Porous public Wi-Fi and unsecured routers make something like Chameleon a threat worth taking seriously. A security vendor recently published a report finding that three-fourths of the top 50 best selling routers on Amazon.com had vulnerabilities that hackers could exploit. These issues are compounded by the fact that many users do not change the default password or IP address of their WAPs, leaving them vulnerable to mass-scale attacks.
These oversights have enabled several recent high-profile incidents involving home networks. For example, in January, it was discovered that external hard drives connected to Asus broadband routers may have been at risk from outside tampering. Such a setup permits convenient data access over FTP, but it leaves the drive open by default, without any password protection.
Asus moved quickly on a firmware update that would close the hole, and ideally other hardware makers will take a similarly diligent approach to security. Otherwise, it’s possible that there will be more events like the ongoing campaign that has compromised more than 300,000 routers as part of a massive attack.

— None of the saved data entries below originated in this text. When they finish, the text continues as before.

PR #220, opened 2020-12-08
Fix direct memory leaks when transferring copy job

aprudhomme:
The newCopyOneFile method is called when transferring the current file being copied to a new copy job. Since the file copy is not tied to the job at all, it can be moved as is. The previous code made a new file copy request and didn't drain the old iterator.

A copy job can be closed before completion if the replica no longer needs the file. The chunk iterator should be drained in the close.

### DIFF
--- a/src/main/java/com/yelp/nrtsearch/server/luceneserver/SimpleCopyJob.java
+++ b/src/main/java/com/yelp/nrtsearch/server/luceneserver/SimpleCopyJob.java
@@ -32,7 +32,6 @@ import org.apache.lucene.replicator.nrt.NodeCommunicationException;
 import org.apache.lucene.replicator.nrt.ReplicaNode;
 
 public class SimpleCopyJob extends CopyJob {
-  final byte[] copyBuffer = new byte[65536];
   private final CopyState copyState;
   private final ReplicationServerClient primaryAddres;
   private final String indexName;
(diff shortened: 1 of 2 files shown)


src/main/java/com/yelp/nrtsearch/server/luceneserver/SimpleCopyJob.java
```diff
@@ -56,19 +55,8 @@ public SimpleCopyJob(
...
-        cancel("exc during start", t);
-      } catch (IOException e) {
-        throw new NodeCommunicationException("cancel IOException during newCopyOneFile", e);
-      }
-      throw new NodeCommunicationException("exc during start", t);
-    }
-
-    return new CopyOneFile(prev, rawFileChunkIterator);
+    // no state needs to be changed when transferring to a new job
+    return prev;
```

Thousands of routers taken over in different attacks
Chameleon is just a proof of concept and the Asus vulnerability was noted but not widely exploited. However, there has been real fallout from attacks on weak routers and networks.
Roughly 1,000 old LinkSys routers have been infected by a self-replicating worm. ISPs began noticing that these WAPs were consuming massive amounts of bandwidth and disruption services such as VPN due to unwanted changes in DNS settings.
Similarly, hundreds of thousands of home and office routers were compromised as part of a broad attack that sought to steal online banking credentials in Poland. The attackers used different techniques to inject blank passwords or change the credentials for targeted routers, so that they could then alter the DNS settings. The payoff was redirecting affected users to malicious sites that tried to phish for credentials or install additional malware.
“The scale of this attack suggests a more traditional criminal intent, such as search result redirection, replacing advertisements, or installing drive-by downloads; all activities that need to be done on a large scale for profitability,” stated a Team Cymru report. “The more manually intensive bank account transfers seen in Poland would be difficult to conduct against such a large and geographically-disparate victim group.”
With wireless infrastructure becoming increasingly important to consumers and businesses and emerging as the foundation of the IoE, there must be a concerted effort to enforce better router and password security. Users should always change the default settings to something safer, and manufacturers should guide them toward doing so. These measures will help ensure that proof of concept threats like Chameleon don’t add to the list of network breaches.